Мои первые сорок лет - страница 12
Но уже задолго до того времени я стал наблюдать за работой певцов из Национальной оперы, которые приходили в консерваторию, чтобы взять урок у преподавателя или позаниматься самостоятельно. Артисты будили мое любопытство. Я побывал в классах у нескольких педагогов вокала, и мир оперы стал постепенно притягивать меня, хотя в то время я даже не пробовал петь в сарсуэле у родителей.
В Мексиканском институте, где я проучился первые пять лет, занимались только мальчики. После школьных занятий я прямехонько направлялся домой. В консерватории же классы были смешанными, уроки иногда продолжались до вечера, поэтому я имел алиби, чтобы не всегда появляться домой к ужину. Кстати, лично я не согласен с тем, что раздельное обучение способствует лучшему сосредоточению. Когда мальчики и девочки учатся вместе, у них появляется большая потребность сделать что-то действительно хорошо или по крайней мере произвести хорошее впечатление. Меня очень заинтересовали некоторые девочки в консерватории, и, как только представился случай, я пригласил прогуляться одну из них. Она была, как и я, студенткой-пианисткой, но по возрасту на два года старше меня. Как раз тогда же я впервые попробовал петь, и она аккомпанировала мне на фортепиано.
Когда мне исполнилось шестнадцать лет, я решил уйти из дома, чтобы жить вместе с этой девушкой. Мы скрывались у одного из ее старших братьев и вскоре тайно поженились. Этот драматический эпизод имел для меня большие последствия, поэтому мне тяжело вспоминать о нем даже сегодня. Я связываю случившееся с тремя обстоятельствами. Во-первых, с частыми отлучками из дома родителей. Они были так поглощены работой, что отец никогда не беседовал со мной о жизни и вряд ли даже представлял себе, что творится в душе его сына. Я считал, что мое тогдашнее отношение к подруге — это и есть истинная любовь, а поскольку темперамента у меня было хоть отбавляй, то решил, что нам непременно надо пожениться. Сыграла свою роль и строгость тетушки, которая, как я теперь хорошо понимаю, сильно ущемляла права подростка, стремящегося к независимости.

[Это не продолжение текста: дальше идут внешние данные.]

PR #12299, opened 2023-10-13
fix(auth): remove username en/decode logic 

israx:
#### Description of changes

Currently the library create auth keys to store tokens and uses the `username` as identifier. E.g 
`CognitoIdentityServiceProvider.${userPoolClientId}.${username}.idToken`

This username is encoded when setting tokens and decoded when getting tokens. This works fine in `LocalStorage`. The issue happens in Cookies as `js-cookie`(the package used by the library) will encode the keys and if username is an `email` it will double encode the `@` symbol.

This removes the encoding logic and attaches the plain username in the keys.

**NOTE:**

This change when published to `console-preview` will log out any users that were authenticated with the encoded key format.

#### Checklist

- [x] PR description included
- [x] `yarn test` passes

### DIFF
--- a/packages/auth/src/providers/cognito/tokenProvider/TokenStore.ts
+++ b/packages/auth/src/providers/cognito/tokenProvider/TokenStore.ts
@@ -71,7 +71,7 @@ export class DefaultTokenStore implements AuthTokenStore {
 				refreshToken,
 				deviceMetadata: (await this.getDeviceMetadata()) ?? undefined,
 				clockDrift,
-				username: decodeURIComponent(await this.getLastAuthUser()),
+				username: await this.getLastAuthUser(),
 			};
 		} catch (err) {
 			return null;
@@ -81,8 +81,7 @@ export class DefaultTokenStore implements AuthTokenStore {
 		assert(tokens !== undefined, TokenProviderErrorCode.InvalidAuthTokens);
 		await this.clearTokens();
 
-		const lastAuthUser =
-			(tokens.username && encodeURIComponent(tokens.username)) ?? 'username';
+		const lastAuthUser = tokens.username;
 		await this.getKeyValueStorage().setItem(
 			this.getLastAuthUserKey(),
 			lastAuthUser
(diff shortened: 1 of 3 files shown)


elorzafe (approved):
Looks good,

Thanks @israx 🎖️

packages/auth/src/providers/cognito/utils/refreshAuthTokens.ts
```diff
@@ -69,6 +69,6 @@ export const refreshAuthTokens: TokenRefresher = async ({
 		idToken,
 		clockDrift,
 		refreshToken: refreshTokenString,
-		username: `${accessToken.payload.username}`,
```
HuiSF, line 72: Tested against the new backend setup, the auth keys are consistent with this fix 👍

packages/auth/src/providers/cognito/tokenProvider/TokenStore.ts
```diff
@@ -81,8 +81,7 @@ export class DefaultTokenStore implements AuthTokenStore {
 		assert(tokens !== undefined, TokenProviderErrorCode.InvalidAuthTokens);
 		await this.clearTokens();
 
-		const lastAuthUser =
-			(tokens.username && encodeURIComponent(tokens.username)) ?? 'username';
```
ashwinkumar6, line 85: QQ,
Do we also need to update anythere here
1. [signInWithRedirect1](https://github.com/aws-amplify/amplify-js/blob/550cc9dc27c0909bf73618d94b1b5264aa02404c/packages/auth/src/providers/cognito/apis/signInWithRedirect.ts#L216-L218)
2. [signInWithRedirect2](https://github.com/aws-amplify/amplify-js/blob/550cc9dc27c0909bf73618d94b1b5264aa02404c/packages/auth/src/providers/cognito/apis/signInWithRedirect.ts#L270-L272)

HuiSF: +1, do we need to fallback to `username`, if `username` is missing from token payload, isn't considered as an error?

israx: I don't think so. The username stored in `LastAuthUser` will still be consistent. I'll give it a test to confirm

israx: tested signInWithRedirect and seems working fine on my end

israx: Just check, it does default to 'username'

HuiSF (approved):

И, наконец, надо признать тот факт, что сильное эмоциональное напряжение свалилось на меня не вовремя — ведь это был самый сложный, тот, что называется переходным, период юности.
Родители, находившиеся вместе с Пеланчей в Европе, узнали о моем уходе из дома. Вернувшись, они разыскали меня и привели назад. В конце концов мне удалось убедить отца, что раз уж я женат, то должен по крайней мере получить возможность увидеть жену. Вместе с ним мы пошли домой к ее родным, а когда пришло время расставаться, я кинулся к отцу со словами: «Умоляю! Я чувствую, что должен быть здесь». И остался. Ее родители нашли нам квартиру, мы в нее переехали, и скоро моя жена забеременела. Потребовалось совсем немного времени, чтобы понять совершенную безысходность нашего положения. Мы были очень молоды, не имели никакого жизненного опыта, не могли себя обеспечить. А тут еще родился ребенок — мальчик, которого мы назвали Хосе (Пепе). Это произошло в июне 1958 года, когда мне было семнадцать лет, поэтому в сорок два года я уже имел двадцатипятилетнего сына и маленькую внучку.
С женой мы разошлись, не прожив вместе и года, хотя оформление развода произошло лишь годом позже. Это было ужасно мучительное для меня время. Я не знал, как выбраться из случившейся катастрофы. Даже сейчас, когда я могу вспоминать обо всем этом спокойно, я продолжаю удивляться, как ее родители, которые были в курсе всего того, что с нами происходило, могли позволить своей восемнадцатилетней дочери уйти из дома и выйти замуж за шестнадцатилетнего юнца.
Но судьба вновь на долгое время смилостивилась ко мне. В известном смысле женитьба ускорила становление моей карьеры. Я должен был искать работу, чтобы хоть как-то поддержать жену, ребенка и себя. Оставаясь в консерватории, я неминуемо превратился бы в того, кого называют «консерваторской крысой». Это категория людей, которые учатся делать все профессионально, но никогда не превращаются в настоящих артистов. Уход из консерватории открывал передо мной новые возможности и делал меня независимым.